Dataset entries:
*-*-*
PR #1443, opened 2026-05-27
[IMP] subscription_oca: compute MRR and ARR

alvaro-domatix:
## Problem

`sale.subscription.recurring_total` is the sum of the line `price_subtotal` without normalising to a single cadence. A yearly subscription that bills 1 200 € once a year and a monthly one that bills 100 € a month look very different in the list view even though they generate identical recurring revenue. Aggregating across cadences is impossible — the basic management question "how much do I bill per month?" can only be answered by exporting to a spreadsheet and dividing case by case.

## Solution

Add two new stored computed monetary fields on `sale.subscription`:

- `recurring_monthly` — monthly recurring revenue (MRR), summed from a per-line `recurring_monthly`.
- `recurring_yearly` — twelve times the monthly figure (ARR).

The line-level `recurring_monthly` divides `price_subtotal` by the number of months in the line's period. The factor is `1 / 30.4375` for days, `7 / 30.4375` for weeks, `1.0` for months and `12.0` for years, multiplied by `recurring_interval`. So a 100 €/week line yields ≈ 434.82 €/month, a 1 200 €/year line yields 100 €/month, a 300 € line every 3 months yields 100 €/month.

UI changes:

- Form view: new stat button showing MRR and ARR side by side.
- List view: `recurring_monthly` (`sum` footer, optional `show`) and `recurring_yearly` (optional `hide`).
- Search view: new "With recurring revenue" filter (`recurring_monthly > 0`).

No existing field is renamed, dropped or otherwise altered (see §0.4 of the internal compatibility checklist). Pure additive change.

## Migration

`-u subscription_oca` triggers a normal ORM recompute. No data script. Estimate roughly two seconds per ten thousand subscription lines on commodity hardware.

## How to test

1. Install the module and create a template with `recurring_rule_type = months`, `recurring_interval = 1`. Add a subscription line with a 100 € product → `recurring_monthly = 100`, `recurring_yearly = 1200`.
2. Switch the template to `years` → `recurring_monthly = 100 / 12 ≈ 8.33`.
3. Switch to `weeks`, interval 1 → `recurring_monthly = 100 * 30.4375 / 7 ≈ 434.82`.
4. Switch to `months`, interval 3 → `recurring_monthly = 100 / 3 ≈ 33.33`.
5. Open the subscription list view → MRR column is summable.
6. Apply the search filter "With recurring revenue" → only subscriptions with positive MRR remain.

[...]

PR #1451, opened 2026-06-09
[19.0][IMP] subscription_oca: compute MRR and ARR

alvaro-domatix:
Adds MRR/ARR to subscriptions:

- `recurring_monthly` on each subscription line: `price_subtotal` normalised to a monthly amount from the template recurrence (30.4375 days/month average for daily/weekly cadences), converted to the company currency so subscriptions in different currencies can be compared and summed.
- `recurring_monthly` / `recurring_yearly` on the subscription: sum of the lines, ARR being 12 x MRR.

They are shown as a stat button on the form, optional sum columns on the list view and a "With recurring revenue" search filter.

Supersedes #1443.


szalatyzuzanna (commented):
I have a question regarding the scope of this feature. Since MRR/ARR are reporting-oriented KPIs rather than core subscription functionality, was a separate extension module considered instead of adding them directly to subscription_oca?

alvaro-domatix:
Thanks for raising the scope question. I considered a separate extension module, but I kept MRR/ARR in `subscription_oca` on purpose, for a few reasons:

1. **They are fields on the record itself, not a reporting overlay.** `recurring_monthly`/`recurring_yearly` are computed fields on `sale.subscription`, exposed directly in the form via stat buttons alongside `recurring_total`. They are part of the contract's own figures, the same way `recurring_total`/`recurring_next_date` already are — both are computed on the model today. Splitting MRR out would mean an extra module for two fields that belong to the same family of native computes.

2. **No new dependency is introduced.** The rating and SMS features were split into bridge modules precisely because they pull in `rating.mixin` / the SMS stack. MRR/ARR add none of that — it is a pure Python normalisation of the existing line subtotals (plus a currency conversion). So the usual reason to factor a feature out (to avoid forcing a heavy dependency on the core) does not apply here.

3. **Downstream depends on the field.** The reporting analysis (#1471) and the spreadsheet dashboards read `recurring_monthly`. Moving it to an extension would turn all of those into dependent modules and add an install step for a feature that is just two computed fields.

If anyone feels strongly that the KPI should not be forced on everyone, I can gate the *display* (stat buttons / list columns) behind a group or a setting rather than splitting the module — but the compute itself stays on the model. Happy to go either way; my recommendation is to keep it as is.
*-*-*
**TASK DETAILS**
Could you retype all of the entries, leaving every character unchanged?

**TASK RESULT**
PR #1443, opened 2026-05-27
[IMP] subscription_oca: compute MRR and ARR

alvaro-domatix:
## Problem

`sale.subscription.recurring_total` is the sum of the line `price_subtotal` without normalising to a single cadence. A yearly subscription that bills 1 200 € once a year and a monthly one that bills 100 € a month look very different in the list view even though they generate identical recurring revenue. Aggregating across cadences is impossible — the basic management question "how much do I bill per month?" can only be answered by exporting to a spreadsheet and dividing case by case.

## Solution

Add two new stored computed monetary fields on `sale.subscription`:

- `recurring_monthly` — monthly recurring revenue (MRR), summed from a per-line `recurring_monthly`.
- `recurring_yearly` — twelve times the monthly figure (ARR).

The line-level `recurring_monthly` divides `price_subtotal` by the number of months in the line's period. The factor is `1 / 30.4375` for days, `7 / 30.4375` for weeks, `1.0` for months and `12.0` for years, multiplied by `recurring_interval`. So a 100 €/week line yields ≈ 434.82 €/month, a 1 200 €/year line yields 100 €/month, a 300 € line every 3 months yields 100 €/month.

UI changes:

- Form view: new stat button showing MRR and ARR side by side.
- List view: `recurring_monthly` (`sum` footer, optional `show`) and `recurring_yearly` (optional `hide`).
- Search view: new "With recurring revenue" filter (`recurring_monthly > 0`).

No existing field is renamed, dropped or otherwise altered (see §0.4 of the internal compatibility checklist). Pure additive change.

## Migration

`-u subscription_oca` triggers a normal ORM recompute. No data script. Estimate roughly two seconds per ten thousand subscription lines on commodity hardware.

## How to test

1. Install the module and create a template with `recurring_rule_type = months`, `recurring_interval = 1`. Add a subscription line with a 100 € product → `recurring_monthly = 100`, `recurring_yearly = 1200`.
2. Switch the template to `years` → `recurring_monthly = 100 / 12 ≈ 8.33`.
3. Switch to `weeks`, interval 1 → `recurring_monthly = 100 * 30.4375 / 7 ≈ 434.82`.
4. Switch to `months`, interval 3 → `recurring_monthly = 100 / 3 ≈ 33.33`.
5. Open the subscription list view → MRR column is summable.
6. Apply the search filter "With recurring revenue" → only subscriptions with positive MRR remain.

[...]

PR #1451, opened 2026-06-09
[19.0][IMP] subscription_oca: compute MRR and ARR

alvaro-domatix:
Adds MRR/ARR to subscriptions:

- `recurring_monthly` on each subscription line: `price_subtotal` normalised to a monthly amount from the template recurrence (30.4375 days/month average for daily/weekly cadences), converted to the company currency so subscriptions in different currencies can be compared and summed.
- `recurring_monthly` / `recurring_yearly` on the subscription: sum of the lines, ARR being 12 x MRR.

They are shown as a stat button on the form, optional sum columns on the list view and a "With recurring revenue" search filter.

Supersedes #1443.


szalatyzuzanna (commented):
I have a question regarding the scope of this feature. Since MRR/ARR are reporting-oriented KPIs rather than core subscription functionality, was a separate extension module considered instead of adding them directly to subscription_oca?

alvaro-domatix:
Thanks for raising the scope question. I considered a separate extension module, but I kept MRR/ARR in `subscription_oca` on purpose, for a few reasons:

1. **They are fields on the record itself, not a reporting overlay.** `recurring_monthly`/`recurring_yearly` are computed fields on `sale.subscription`, exposed directly in the form via stat buttons alongside `recurring_total`. They are part of the contract's own figures, the same way `recurring_total`/`recurring_next_date` already are — both are computed on the model today. Splitting MRR out would mean an extra module for two fields that belong to the same family of native computes.

2. **No new dependency is introduced.** The rating and SMS features were split into bridge modules precisely because they pull in `rating.mixin` / the SMS stack. MRR/ARR add none of that — it is a pure Python normalisation of the existing line subtotals (plus a currency conversion). So the usual reason to factor a feature out (to avoid forcing a heavy dependency on the core) does not apply here.

3. **Downstream depends on the field.** The reporting analysis (#1471) and the spreadsheet dashboards read `recurring_monthly`. Moving it to an extension would turn all of those into dependent modules and add an install step for a feature that is just two computed fields.

If anyone feels strongly that the KPI should not be forced on everyone, I can gate the *display* (stat buttons / list columns) behind a group or a setting rather than splitting the module — but the compute itself stays on the model. Happy to go either way; my recommendation is to keep it as is.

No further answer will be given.